Background: Chronic graft-versus-host disease (cGVHD) remains the leading cause of non-relapse mortality (NRM) in patients who undergo allogeneic stem cell transplantation (alloHCT), with a 50-70% incidence after calcineurin inhibitor (CNI) and methotrexate-based prophylaxis. Fibrotic manifestations of cGVHD, such as scleroderma, joint facial involvement, and bronchiolitis obliterans syndrome (BOS), are associated with significant morbidity and mortality. Post-transplant cyclophosphamide (PTCy) as GVHD prophylaxis can significantly reduce the incidence of cGVHD compared to conventional GVHD prophylaxis strategies in reduced-intensity conditioning (RIC) setting (Bolanos Mead et al., NEJM 2023), with recent trends showing increasing utilization of PTCy as the preferred GVHD prophylaxis strategy across all donor and conditioning types. However, its specific impact in preventing fibrotic cGVHD is not well-defined.

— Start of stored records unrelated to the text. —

PR #213, opened 2020-10-15
Getting all fields from ancestors as well when serializing beanparam annotate…

rassmate:
When calling other services with @Bean param annotaded parameters the http client would not serialize fields from superclasses. 
This pr will traverse the class hieararchy and and add all declared fields that should be used to the path

### DIFF
--- a/client/src/main/java/se/fortnox/reactivewizard/client/HttpClient.java
+++ b/client/src/main/java/se/fortnox/reactivewizard/client/HttpClient.java
@@ -7,6 +7,7 @@ import com.fasterxml.jackson.databind.JsonMappingException;
 import com.fasterxml.jackson.databind.ObjectMapper;
 import com.fasterxml.jackson.databind.ObjectReader;
 import com.fasterxml.jackson.databind.type.TypeFactory;
+import com.google.common.collect.Sets;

Methods: This single-center, retrospective study included adult patients (>18 years) who underwent first alloHCT using PTCy-based GVHD prophylaxis at City of Hope (COH) between January 1, 2020, and December 31, 2023 (n=531). Patients receiving concurrent ATG or Jak inhibitors, bone marrow graft, second HCT, and those with relapses prior to cGVHD onset were excluded. The final cohort included 462 patients who underwent haploidentical (haplo), mismatched unrelated donor (mMUD), or matched unrelated donor (MUD) alloHCT.

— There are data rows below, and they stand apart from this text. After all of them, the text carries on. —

PR #215, opened 2020-10-20
Added possibility to enable gzip for certain mime-types.

j-holmstrom:
Gzip will be enabled if we set enableGzip = true in ServerConfig.
Compression will only be enabled for the following mime-types.

- text/plain
- application/xml
- text/css 
- application/x-javascript
- application/json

Primary endpoints included incidence, severity, and cGVHD organ involvement, focusing on fibrotic features of the skin, lungs and joint fascia using the 2014 NIH consensus criteria (Jagasia et al., BBMT 2015). Secondary endpoints were NRM, overall survival (OS) and systemic immunosuppression treatment patterns. Patient data were extracted from the COH database and verified through chart review under IRB-approved protocol.

Results: Median age at HCT was 56 years (range: 19-82), 66% recipients were male, and the most common indication for HCT was AML (39%) among 201 patients who developed cGVHD. Conditioning regimens were myeloablative (46%, n=93) or non-myeloablative/RIC (54%, n=108). Most patients received tacrolimus and mycophenolate mofetil (88%) or sirolimus (10%) in combination with PTCy. Disease risk index was low-intermediate in 68%, KPS ≥90 in 75%, and HCT-CI 0–2 in 56%. Donor types included haplo (n=102), mMUD (n=63), and MUD (n=45). Grade 2-4 acute GVHD prior to cGVHD onset occurred in 39% (n=78) patients. Median time to cGVHD onset was 161 days (range: 63-1181). With a median duration of follow-up of 22.5 months, 43% (n=201/462) patients developed cGVHD. Two-year cumulative cGVHD incidence was 46% (haplo), 40% (mMUD) and 40% (MUD). Based on the 2014 NIH criteria, the majority of cGVHD cases were mild (59%, n=118) and moderate (28%, n=56). Severe cGVHD was seen in the remaining patients (13%, n=27). Most patients had 1-2 organs involved (86%), while multiorgan involvement (>4 organs) was rare (7%). The most commonly affected organs were the skin (71%), mouth (30%), and eyes (22%), with similar distribution across all donor types. Fibrotic manifestations were infrequent, with scleroderma observed in 7 (3%) patients, severe joint or fascia involvement in 2 (1%) patients, and BOS in 11 (5%) patients. In patients who developed moderate-severe cGVHD, corticosteroids were used as first-line therapy in 88% (n=73/83) patients. In patients who failed frontline corticosteroids, 71 (85%) patients received novel agents, with ruxolitinib being the most frequently used first-line salvage agent in 70 (84%) patients, followed by infrequent use of other therapies—ECP, rituximab or belumosudil (n=8 each, 9.5%). The 2-year OS rate was similar across donor types and was 85% for haplo (95% CI: 77-93%), 77% for mMUD (95% CI: 67-89%), and 82% for MUD (95% CI: 70-95%) [p=0.089]. The 2-year NRM rate was 9% for haplo (95% CI: 5-18%), 16% for mMUD (95% CI: 9-29%), and 10% for MUD (95% CI: 4-26%) [p=0.21] and similar across all donor types.

Conclusion: PTCy-based GVHD prophylaxis is associated with a lower incidence of moderate-to-severe cGVHD, particularly fibrotic GVHD subtypes, when compared to conventional CNI-based prophylaxis regimens. Most patients who developed cGVHD responded to corticosteroids or ruxolitinib. Our data supports the efficacy and versatility of PTCy in GVHD prevention across different donor types.